2. The apparatus of claim 1 wherein said powering means comprises power source means for delivery power to said plasma cutting means and means for reducing the power to said plasma cutting means during said return relative movement.

3. The apparatus of claim 1 wherein said powering means comprises means for continuously powering said plasma cutting means at a plasma maintaining level during said cutting relative movement and return relative movement.

4. The apparatus of claim 3 wherein said powering means comprises means for continuously powering said plasma cutting means at a reduced level during said return relative movement.

5. The apparatus of claim 1 wherein said metallic body comprises an elongated member, said cutting relative movement being across the major axis of said elongated member and said return relative movement being generally parallel to said elongated member major axis.

6. The apparatus of claim 1 wherein said holding anode means comprise anode means positioned adjacent to and outside said cutting zone.

7. The apparatus of claim 1 wherein said holding anode means comprise anode means positioned adjacent to and outside the bounds of said metallic body.

8. The apparatus of claim 1 wherein said metallic body comprises elongated strip means, said cutting relative movement being across said strip means and said return relative movement being along a side of said strip means.

9. The apparatus of claim 8 wherein said holding anode means comprise holding anode means positioned along each side of said strip means.

10. The apparatus of claim 1 further comprising means for cooling said holding anode means.
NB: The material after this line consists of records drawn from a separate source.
PR #1006, opened 2025-05-12
Add 'Collection' mode to EnsureFilePermission audit and remediation procedures

wupeka:
## Description
Alternative version of EnsureFilePermission that instead of filename argument takes a directory and "extension" (e.g. '*.exe')

## Checklist

### DIFF
--- a/src/modules/compliance/src/lib/procedures/EnsureFilePermissions.cpp
+++ b/src/modules/compliance/src/lib/procedures/EnsureFilePermissions.cpp
@@ -21,9 +21,8 @@ namespace
 {
 // Mask to display permissions
 const unsigned short displayMask = 0xFFF;
-} // namespace
 
-Result<Status> AuditEnsureFilePermissionsHelper(const std::string& filename, std::map<std::string, std::string> args, IndicatorsTree& indicators,
+Result<Status> AuditEnsureFilePermissionsHelper(const std::string& filename, const std::map<std::string, std::string>& args, IndicatorsTree& indicators,
     ContextInterface& context)
 {
     auto log = context.GetLogHandle();
@@ -173,11 +172,12 @@ Result<Status> AuditEnsureFilePermissionsHelper(const std::string& filename, std
     return indicators.Compliant(oss.str());
 }
 
-Result<Status> RemediateEnsureFilePermissionsHelper(const std::string& filename, std::map<std::string, std::string> args, IndicatorsTree& indicators,
-    ContextInterface& context)
+Result<Status> RemediateEnsureFilePermissionsHelper(const std::string& filename, const std::map<std::string, std::string>& args,
+    IndicatorsTree& indicators, ContextInterface& context)
 {
     auto log = context.GetLogHandle();
     struct stat statbuf;
+    std::string owner, groupName;
     if (stat(filename.c_str(), &statbuf) < 0)
     {
         const int status = errno;
@@ -197,12 +197,12 @@ Result<Status> RemediateEnsureFilePermissionsHelper(const std::string& filename,
     auto it = args.find("owner");
     if (it != args.end())
     {
-        auto owner = std::move(it->second);
+        owner = std::move(it->second);
         const struct passwd* pwd = getpwnam(owner.c_str());
         if (pwd == nullptr)
         {
             OsConfigLogDebug(log, "No user with UID %d", statbuf.st_gid);
-            return indicators.NonCompliant("No user with name " + args["owner"]);
+            return indicators.NonCompliant("No user with name " + owner);
         }
         uid = pwd->pw_uid;
         if (uid != statbuf.st_uid)
@@ -218,7 +218,7 @@ Result<Status> RemediateEnsureFilePermissionsHelper(const std::string& filename,
     it = args.find("group");
     if (it != args.end())
     {
-        auto groupName = std::move(it->second);
+        groupName = std::move(it->second);
         const struct group* grp = getgrgid(statbuf.st_gid);
         if (nullptr == grp)
         {
@@ -271,7 +271,7 @@ Result<Status> RemediateEnsureFilePermissionsHelper(const std::string& filename,
             return Error(std::string("Chown error: ") + strerror(status), status);
         }
 
-        indicators.Compliant(args["filename"] + " owner changed to " + args["owner"] + ":" + args["group"]);
+        indicators.Compliant(filename + " owner changed to " + owner + ":" + groupName);
     }
 
     bool has_permissions = false;
@@ -326,14 +326,15 @@ Result<Status> RemediateEnsureFilePermissionsHelper(const std::string& filename,
 
         std::ostringstream oss;
         oss << std::oct << new_perms;
-        indicators.Compliant(args["filename"] + " permissions changed to " + oss.str());
+        indicators.Compliant(filename + " permissions changed to " + oss.str());
     }
 
     OsConfigLogDebug(log, "File '%s' remediation succeeded", filename.c_str());
     return Status::Compliant;
 }
 
-Result<Status> EnsureFilePermissionsCollectionHelper(std::map<std::string, std::string> args, IndicatorsTree& indicators, ContextInterface& context, bool isRemediation)
+Result<Status> EnsureFilePermissionsCollectionHelper(const std::map<std::string, std::string>& args, IndicatorsTree& indicators,
+    ContextInterface& context, bool isRemediation)
 {
     auto log = context.GetLogHandle();
     auto it = args.find("directory");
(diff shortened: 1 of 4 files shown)


src/modules/compliance/src/lib/procedures/EnsureFilePermissions.cpp
```diff
@@ -17,21 +19,42 @@ namespace
 {
 // Mask to display permissions
 const unsigned short displayMask = 0xFFF;
+static std::string Regexize(const std::string& str)
```
kkanas, line 22: glob_to_regex ?

src/modules/compliance/src/lib/procedures/EnsureFilePermissions.cpp
```diff
@@ -186,7 +209,92 @@ REMEDIATE_FN(EnsureFilePermissions, "filename:Path to the file:M", "owner:Requir
...
+    }
+    auto directory = std::move(it->second);
+    it = args.find("ext");
+    if (it == args.end())
+    {
+        OsConfigLogError(log, "No file pattern provided");
+        return Error("No file pattern provided", EINVAL);
+    }
+    auto ext = std::move(it->second);
+    auto extRegexized = Regexize(ext);
```
jepio, line 234: Do we need to regexize if the patterns are compatible with `glob(3)`?

kkanas (approved):

src/modules/compliance/src/lib/procedures/EnsureFilePermissions.cpp
```diff
@@ -186,7 +209,92 @@ REMEDIATE_FN(EnsureFilePermissions, "filename:Path to the file:M", "owner:Requir
...
+
+    if (dp == NULL)
+    {
+        OsConfigLogInfo(log, "Directory '%s' does not exist", directory.c_str());
+        return indicators.Compliant("Directory '" + directory + "' does not exist");
+    }
+    auto dp_up = std::unique_ptr<DIR, int (*)(DIR*)>(dp, closedir);
+
+    bool hasFiles = false;
+    while ((entry = readdir(dp)) != NULL)
```
jepio, line 258: Does this need to be a recursive walk over all subdirectories? The original implementation(s) use(s) `find` without `maxdepth`. See also `fts(3)`.

src/modules/compliance/src/lib/procedures/EnsureFilePermissions.cpp
jepio: or `fnmatch(3)`

src/modules/compliance/src/lib/procedures/EnsureFilePermissions.cpp
jepio: fyi from copilot:
```
#include <stdio.h>
#include <fts.h>
#include <fnmatch.h>
#include <string.h>

int main(int argc, char **argv) {
    char *paths[] = {"./", NULL};  // Root directory
    FTS *ftsp;
    FTSENT *entry;

    ftsp = fts_open(paths, FTS_PHYSICAL | FTS_NOCHDIR, NULL);
    if (!ftsp) {
        perror("fts_open");
        return 1;
    }

    while ((entry = fts_read(ftsp)) != NULL) {
        if (entry->fts_info == FTS_F) {  // Only regular files
            if (fnmatch("*.conf", entry->fts_name, 0) == 0) {
                printf("Found: %s\n", entry->fts_path);
            }
        }
    }

    fts_close(ftsp);
    return 0;
}
```

src/modules/compliance/src/lib/procedures/EnsureFilePermissions.cpp
kkanas: Maybe unrelated but The oval textfilecontent54_object (aka FileRegexMatch) 
filename + pattern where pattern is regex so maybe it will be more consistent to use regex across API ?

jepio:
@wupeka: Could you please include module tests with this PR?

AhmedBM (approved):

src/modules/compliance/src/lib/procedures/EnsureFilePermissions.cpp
wupeka: Removed completely

src/modules/compliance/src/lib/procedures/EnsureFilePermissions.cpp
wupeka: Here the caller expect it to be a shell-like match.

src/modules/compliance/src/lib/procedures/EnsureFilePermissions.cpp
wupeka: Thanks for the suggestion. I moved the code to use fts + fnmatch.

src/modules/compliance/src/lib/procedures/EnsureFilePermissions.cpp
```diff
@@ -342,4 +332,121 @@ REMEDIATE_FN(EnsureFilePermissions, "filename:Path to the file:M", "owner:Requir
...
+    }
+    auto ext = std::move(it->second);
+
+    auto directorycharp = std::unique_ptr<char, void (*)(void*)>(strdup(directory.c_str()), free);
+    if (nullptr == directorycharp)
+    {
+        OsConfigLogError(log, "Failed to allocate memory for directory path");
+        return Error("Failed to allocate memory for directory path", ENOMEM);
+    }
+    char* const paths[] = {directorycharp.get(), nullptr};
```
jepio, line 360: Could this be replaced by:
```suggestion
    char* const paths[] = {&directory[0], nullptr};
```
?

src/modules/compliance/src/lib/procedures/EnsureFilePermissions.cpp
```diff
@@ -342,4 +332,121 @@ REMEDIATE_FN(EnsureFilePermissions, "filename:Path to the file:M", "owner:Requir
...
+    {
+        if (FTS_F == entry->fts_info)
+        {
+            if (0 == fnmatch(ext.c_str(), entry->fts_name, 0))
+            {
+                hasFiles = true;
+                const char* fileName = entry->fts_path;
+
+                Result<Status> result = isRemediation ? RemediateEnsureFilePermissionsHelper(fileName, args, indicators, context) :
+                                                        AuditEnsureFilePermissionsHelper(fileName, args, indicators, context);
```
jepio, line 382: This doesn't have to be acted on now, but we're copying `args` here for every loop iteration. I'm not sure if we're running this for large directories, but consider passing `args` by `const &` to the helpers? I don't think they necessarily need to modify the args.

jepio (approved):
I wasn't going to comment with these minor suggestions but since I saw the dangling `return` I figure I may as well.

src/modules/compliance/src/lib/procedures/EnsureFilePermissions.cpp
wupeka: I was way too worried about the constness. Fixed.

src/modules/compliance/tests/procedures/EnsureFilePermissionsTest.cpp
```diff
@@ -38,14 +42,19 @@ class EnsureFilePermissionsTest : public ::testing::Test
...
         system("groupadd -g 1 bin >/dev/null 2>&1");
         system("useradd -g 1 -u 1 bin >/dev/null 2>&1");
+        testDir = mkdtemp(dirTemplate);
+        ASSERT_FALSE(testDir.empty());
         indicators.Push("EnsureFilePermissions");
     }
+
     void TearDown() override
     {
+        return;
```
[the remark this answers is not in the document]
wupeka: Yep, debugging artifact.

src/modules/compliance/src/lib/procedures/EnsureFilePermissions.cpp
```diff
@@ -342,4 +332,121 @@ REMEDIATE_FN(EnsureFilePermissions, "filename:Path to the file:M", "owner:Requir
...
+    "mask:Required octal permissions of the file - mask::^[0-7]{3,4}$")
+{
+    return EnsureFilePermissionsCollectionHelper(args, indicators, context, false);
+}
+
+REMEDIATE_FN(EnsureFilePermissionsCollection, "directory:Directory path:M", "ext:File pattern:M", "owner:Required owner of the file",
+    "group:Required group of the file", "permissions:Required octal permissions of the file::^[0-7]{3,4}$",
+    "mask:Required octal permissions of the file - mask::^[0-7]{3,4}$")
+{
+    return EnsureFilePermissionsCollectionHelper(args, indicators, context, true);
```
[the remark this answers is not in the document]
wupeka: Switched to const ref instead.

src/modules/compliance/src/lib/procedures/EnsureFilePermissions.cpp
wupeka: Done.

jepio (approved):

11. The apparatus of claim 9 wherein said holding anode means comprise plate means having a first surface for cooperation with said plasma cutting means during a return relative movement and a second surface in generally opposing relation to said first surface, said cooling means comprising means for providing a flow of coolant along said second surface.
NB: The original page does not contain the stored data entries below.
PR #1007, opened 2025-05-12
EnsureMountPointExists audit procedure

wupeka:
## Description
EnsureMountPointExists audit procedure
## Checklist

### DIFF
--- a/src/modules/compliance/src/lib/procedures/EnsureMountPointExists.cpp
+++ b/src/modules/compliance/src/lib/procedures/EnsureMountPointExists.cpp
@@ -1,0 +1,42 @@
+// Copyright (c) Microsoft Corporation. All rights reserved.
+// Licensed under the MIT License.
+
+#include <CommonUtils.h>
+#include <Evaluator.h>
+#include <Regex.h>
+#include <iostream>
+#include <string>
+
+namespace compliance
+{
+
+AUDIT_FN(EnsureMountPointExists, "mountPoint:Mount point to check:M")
+{
+    auto it = args.find("mountPoint");
+    if (it == args.end())
+    {
+        return Error("No mount point provided");
+    }
+    auto mountPoint = std::move(it->second);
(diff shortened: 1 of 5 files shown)


kkanas:
I think it is ok - just simple module test would give us an answer how well findmnt  is supported across all distributions

src/modules/compliance/src/lib/procedures/EnsureMountPointExists.cpp
```diff
@@ -0,0 +1,42 @@
...
+AUDIT_FN(EnsureMountPointExists, "mountPoint:Mount point to check:M")
+{
+    auto it = args.find("mountPoint");
+    if (it == args.end())
+    {
+        return Error("No mount point provided");
+    }
+    auto mountPoint = std::move(it->second);
+
+    Result<std::string> findMntOutput = context.ExecuteCommand("findmnt -knl");
```
jepio, line 22: `findmnt <mountpoint>` will give you the information for a specific mountpoint directly.

jepio (commented):
Could you please include module tests with this PR?

src/modules/compliance/src/lib/procedures/EnsureMountPointExists.cpp
wupeka: It'll fail when mountpoint is not a mountpoint, doing it this way gives clear distinction between findmnt failure and "not a mountpoint".

jepio: are you saying you expect `findmnt <mountpoint>` to fail for other reasons?

wupeka: The simplest scenario for that would be findmnt missing from the system. We currently return an error in this case

AhmedBM (approved):

PR #1024, opened 2025-05-21
FileRegexMatchTest introduce match sub pattern and behaviors

kkanas:
## Description
Rework and rebase #997 

procedure used to test the state pattern against the full line. In general, the state pattern should match against a captured value with a given instance. **The instance is for now skipped and will be added later based on actual needs, for now it defaults to 1.** <- **WARNING**

## Checklist

### DIFF
--- a/src/modules/compliance/tests/procedures/FileRegexMatchTest.cpp
+++ b/src/modules/compliance/tests/procedures/FileRegexMatchTest.cpp
@@ -59,7 +59,7 @@ TEST_F(FileRegexMatchTest, Audit_InvalidArguments_2)
 {
     mArgs["filename"] = mTempfile;
     auto result = AuditFileRegexMatch(mArgs, mIndicators, mContext);
-    ASSERT_TRUE(!result.HasValue());
+    ASSERT_FALSE(result.HasValue());
     ASSERT_EQ(result.Error().code, EINVAL);
 }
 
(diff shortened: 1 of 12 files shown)


src/modules/compliance/tests/procedures/FileRegexMatchTest.cpp
```diff
@@ -21,237 +22,495 @@ using compliance::Status;
 class FileRegexMatchTest : public ::testing::Test
 {
 protected:
-    char mTempfile[PATH_MAX] = "/tmp/fileRegexMatchTest.XXXXXX";
-    int mTempfileFd = -1;
+    char mTempdir[PATH_MAX] = "/tmp/FileRegexMatchTest.XXXXXX";
```
MariusNi, line 25: >char mTempdir[PATH_MAX] = "/tmp/FileRegexMatchTest.XXXXXX"; [](http://example.com/codeflow?start=4&length=59)

This may not work with all compilers and/or may leave extras uninitialized. Split into two?

wupeka: What extras?

kkanas: @MariusNi  I think you are referring to non static class member initialization
https://en.cppreference.com/w/cpp/language/data_members#Member_initialization
I think this is legal in C++11 which we use. 
Do you have some specific compiler in mind that does not support that ? 
I think we use that idom in another places. Lastly this are unit test and they should be platform independent.

wupeka (approved):

PR #1028, opened 2025-05-27
Rename Compliance module (et consortes) to ComplianceEngine

wupeka:
## Description
Rename Compliance module (et consortes) to ComplianceEngine

## Checklist


kkanas:
Nit fix clang-tidy
https://github.com/Azure/azure-osconfig//blob/wupeka/rename-compliance//src/tests/clang-tidy/run-clang-tidy.py#L19

AhmedBM (approved):

src/adapters/mc/complianceengine/Baseline.c
```diff
@@ -19,21 +19,21 @@ int BaselineIsValidResourceIdRuleId(const char* resourceId, const char* ruleId,
 
 void BaselineInitialize(OsConfigLogHandle log)
 {
-    ComplianceInitialize(log);
-    gCompliance = ComplianceMmiOpen(gComponentName, -1);
+    ComplianceEngineInitialize(log);
+    gComplianceEngine = ComplianceEngineMmiOpen(gComponentName, -1);
```
MariusNi, line 23: >g [](http://example.com/codeflow?start=4&length=1)

Should be "g_" (instead of "g") as per coding style discussion.

src/modules/complianceengine/src/lib/procedures/PackageInstalled.cpp
```diff
@@ -28,7 +28,7 @@ typedef struct
 
 static constexpr long PACKAGELIST_TTL = 3000L;        // just shy of an hours
```
MariusNi, line 29: >just shy of an hours [](http://example.com/codeflow?start=57&length=20)

nit: typo in comment

MariusNi (approved):
:shipit:

wupeka:
> > std::string DetectPackageManager(ContextInterface& context)
> 
> Same Q, and I will stop asking this in this PR. Why isn't this code using the package manager functions from commonutils? And if regex specific APIs are missing, to add them there for everyone to use and still use the common functions here same as elsewhere in OSConfig? That's why we made those libraries reusable.
> 
> Refers to: src/modules/complianceengine/src/lib/procedures/PackageInstalled.cpp:56 in [fcd0744](https://github.com/Azure/azure-osconfig/commit/fcd0744bcc21938f35d0e3c77607fb57e2d10da6). [](commit_id = [fcd0744](https://github.com/Azure/azure-osconfig/commit/fcd0744bcc21938f35d0e3c77607fb57e2d10da6), deletion_comment = False)

1. Re: regex - we're using C++ std::regex, the regexFallback we have is only there because the old versions of libstdc++ from Ubuntu don't support regexes completely. This will go away once we stop supporting old distros, and we'll use std::regex everywhere

2. Re: package manager routines (but that applies to other things your mentioned): our code works differently, from the package managers we use to the detection of package manager to what we consider an installed package to level of caching, and as we talked before - since we must adhere to externally-provided standards it's often easier for us to write the code from scratch (especially such an easy one) than to find some commonalities with the code in CommonUtils. We are also heavily relying gtest and gmock for our unit testing (e.g. see https://github.com/Azure/azure-osconfig/blob/dev/src/modules/compliance/tests/procedures/PackageInstalledTest.cpp ) , and that requires some layer of abstraction.

kkanas (approved):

12. The apparatus of claim 1 wherein said plasma cutting means is pivotally supported and has a first spatial orientation during said cutting relative movement and a second spatial orientation during said return relative movement.
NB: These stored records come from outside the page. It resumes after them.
PR #1035, opened 2025-06-01
FileRegexMatch and RegexFallback fixes

wupeka:
## Description
For FileRegexMatch:
- use simple match vs no match vs error counting that corresponds with OVAL Existence logic.
- get rid of FactExistenceValidator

13. The apparatus of claim 13 wherein said powering means comprises means for reducing the power to said plasma cutting means during said return relative movement.

14. The apparatus of claim 13 wherein said metallic body comprises elongated strip means, said cutting relative movement being across said strip means and said return relative movement being along a side of said strip means.

15. The apparatus of claim 14 wherein said holding anode means comprise holding anode means positioned along each side of said strip means.

16. The apparatus of claim 15 further comprising means for cooling said holding anode means.

17. The apparatus of claim 16 wherein said holding anode means comprise plate means having a first surface for cooperation with said plasma cutting means during a return relative movement and a second surface in generally opposing relation to said first surface, said cooling means comprising means for providing a flow of coolant along said second surface.

18. The apparatus of claim 3 further comprising means for cooling said holding anode means.

19. The apparatus of claim 18 wherein said holding anode means comprise plate means having a first surface for cooperation with said plasma cutting means during a return relative movement and a second surface in generally opposing relation to said first surface, said cooling means comprising means for providing a flow of coolant along said second surface.